Work request =>
Lines from the records below that contain the word "opening" are to be copied out.

Records for this task =>
────────────────────

PR #2653, opened 2022-08-31
Remove TimeoutException from hub device client

brycewang-microsoft:
Also update some unit tests to check the status code when IotHubClientException is thrown


iothub/device/src/Transport/Amqp/AmqpConnectionHolder.cs
```diff
@@ -183,7 +183,7 @@ public async Task<AmqpIotConnection> EnsureConnectionAsync(CancellationToken can
             }
             catch (OperationCanceledException)
             {
-                throw new TimeoutException();
+                throw new IotHubClientException(true, IotHubStatusCode.NetworkErrors);
```
timtay-microsoft, line 186: If the operation was cancelled, why would we label this as a network error?

timtay-microsoft: For this particular case, the service may just be very busy and is too slow to respond to the connect request even if the underlying network is fine

brycewang-microsoft: I am using `IotHubStatusCode.NetworkErrors` to replace `IotHubCommunicationException` (which we had before) which was thrown when an attempt to communicate with the IoT hub service fails due to transient network errors after exhausting all the retries based on the retry policy set on the client or due to operation timeouts. As the original exception thrown here was `TimeoutException`, I think `NetworkErrors` fits the place here

timtay-microsoft: > I am using `IotHubStatusCode.NetworkErrors` to replace `IotHubCommunicationException` (which we had [before](https://github.com/Azure/azure-iot-sdk-csharp/blob/fe800fcbbadb627db689e4d01566f03bde1ae9ba/iothub/device/src/Exceptions/IotHubCommunicationException.cs)) which was thrown when an attempt to communicate with the IoT hub service fails due to transient network errors after exhausting all the retries based on the retry policy set on the client or due to operation timeouts. 

I'm fine with this, sure

> As the original exception thrown here was `TimeoutException`, I think `NetworkErrors` fits the place here

This doesn't follow from the above to me. I'd rather we have an IotHubStatusCode for ```Timeout``` for cases like these where the SDK has no way of knowing if the request failed because of network issues or because the service was too slow

brycewang-microsoft: I considered about using a new `IotHubStatusCode.Timeout` before, but then I thought `NetworkErrors` would cover the case of operation timeouts.
Additional question for handling the case of " service was too slow": we do have `IotHubStatusCode.ServerBusy` now, if using a new code `Timeout` here, will it be sort of overlapping?

timtay-microsoft: The point of a ```Timeout``` enum value would be to signal that the SDK does not know if it was caused by network issues or by service being slow

> Additional question for handling the case of " service was too slow": we do have IotHubStatusCode.ServerBusy now, if using a new code Timeout here, will it be sort of overlapping?

We only use ```ServerBusy``` when the service explicitly notifies the SDK that it is busy. Timeout would be for cases when the SDK doesn't receive any sort of notification from the service

timtay-microsoft: Or, to put it another way, if a user sees the SDK emitting ```NetworkErrors``` reasons for failure when the customer has validated that their network to the hub is fine, they will likely file a bug.

brycewang-microsoft: that's fair!

iothub/device/src/Exceptions/IotHubStatusCode.cs
```diff
@@ -62,6 +62,12 @@ public enum IotHubStatusCode
         /// </remark>
         Suspended,
 
+        /// <summary>
+        /// The request failed because the operation times out which can be caused by underlying network issues
```
timtay-microsoft, line 66:
```csharp
        /// The request failed because the operation timed. This can be caused by underlying network issues 
        /// or by the server being too busy to handle the request.
```

iothub/device/src/Transport/Amqp/AmqpTransportHandler.cs
```diff
@@ -413,8 +413,7 @@ public override async Task SendTwinPatchAsync(TwinCollection reportedProperties,
                 }
                 else
                 {
-                    // Timeout happen
-                    throw new TimeoutException();
+                    throw new IotHubClientException("Timeout happen before task completes.", true, IotHubStatusCode.Timeout);
```
timtay-microsoft, line 416: This error message doesn't really explain much. Did the client time out waiting for the service to send the twin response here?

iothub/device/tests/Pipeline/RetryDelegatingHandlerTests.cs
```diff
@@ -363,14 +363,16 @@ public async Task RetrySetRetryPolicyVerifyInternalsSuccess()
...
+            exception.StatusCode.Should().Be(IotHubStatusCode.NetworkErrors);
             nextHandlerCallCounter.Should().Be(2);
             retryPolicy.Counter.Should().Be(2);
 
             var noretry = new NoRetry();
             sut.SetRetryPolicy(noretry);
-            await sut.OpenAsync(CancellationToken.None).ExpectedAsync<IotHubClientException>().ConfigureAwait(false);
 
+            exception = await sut.OpenAsync(CancellationToken.None).ExpectedAsync<IotHubClientException>().ConfigureAwait(false);
+            exception.StatusCode.Should().Be(IotHubStatusCode.NetworkErrors);
```
timtay-microsoft, line 375: Should the expected error code be ```Timeout``` now?

iothub/device/tests/Pipeline/RetryDelegatingHandlerTests.cs
```diff
@@ -444,6 +446,7 @@ public bool ShouldRetry(int currentRetryCount, Exception lastException, out Time
             {
                 Counter++;
                 lastException.Should().BeOfType(typeof(IotHubClientException));
+                ((IotHubClientException)lastException).StatusCode.Should().Be(IotHubStatusCode.NetworkErrors);
```
timtay-microsoft, line 449: Same question here

timtay-microsoft (approved):

iothub/device/src/Transport/Amqp/AmqpTransportHandler.cs
brycewang-microsoft: Yes, it should be. I will explain with more details in the error message.

iothub/device/tests/Pipeline/RetryDelegatingHandlerTests.cs
brycewang-microsoft: No. This test is intended to throw `IotHubClientException` with `NetworkErrors` when opening the RetryDelegatingHandler to mimic the transient network errors, so `NetworkErrors` is expected.

iothub/device/tests/Pipeline/RetryDelegatingHandlerTests.cs
brycewang-microsoft: No, similar answer as above. `NetworkErrors` is expected.

iothub/device/src/Transport/Amqp/AmqpTransportHandler.cs
```diff
@@ -413,8 +413,7 @@ public override async Task SendTwinPatchAsync(TwinCollection reportedProperties,
                 }
```
drwill-ms, line 413: In line 401 we have a default timeout being used. Can we remove that and rely simply on the cancellation token provided?

iothub/device/src/Transport/Amqp/AmqpUnit.cs
```diff
@@ -134,7 +137,10 @@ internal async Task<AmqpIotSession> EnsureSessionIsOpenAsync(CancellationToken c
             }
             catch (OperationCanceledException)
             {
-                throw new TimeoutException("Failed to enter the semaphore required for opening an AMQP session.");
+                throw new IotHubClientException(
```
drwill-ms, line 140: Why remap the exception? Seems we should let OperationCanceledException bubble up to the user.

iothub/device/src/Transport/ClientWebSocketTransport.cs
```diff
@@ -153,7 +154,7 @@ private async Task<int> ReadImplAsync(TransportAsyncCallbackArgs args)
             }
             catch (TaskCanceledException taskCanceledException)
```
drwill-ms, line 155: Same as above. Why remap?

iothub/device/src/Transport/Amqp/AmqpUnit.cs
brycewang-microsoft: Yes, I blindly converted the original `TimeoutException` into `IotHubClientException` with new status Timeout here. I will throw `OperationCanceledException` as-is instead.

────────────────────

Written answer =>
brycewang-microsoft: No. This test is intended to throw `IotHubClientException` with `NetworkErrors` when opening the RetryDelegatingHandler to mimic the transient network errors, so `NetworkErrors` is expected.
-                throw new TimeoutException("Failed to enter the semaphore required for opening an AMQP session.");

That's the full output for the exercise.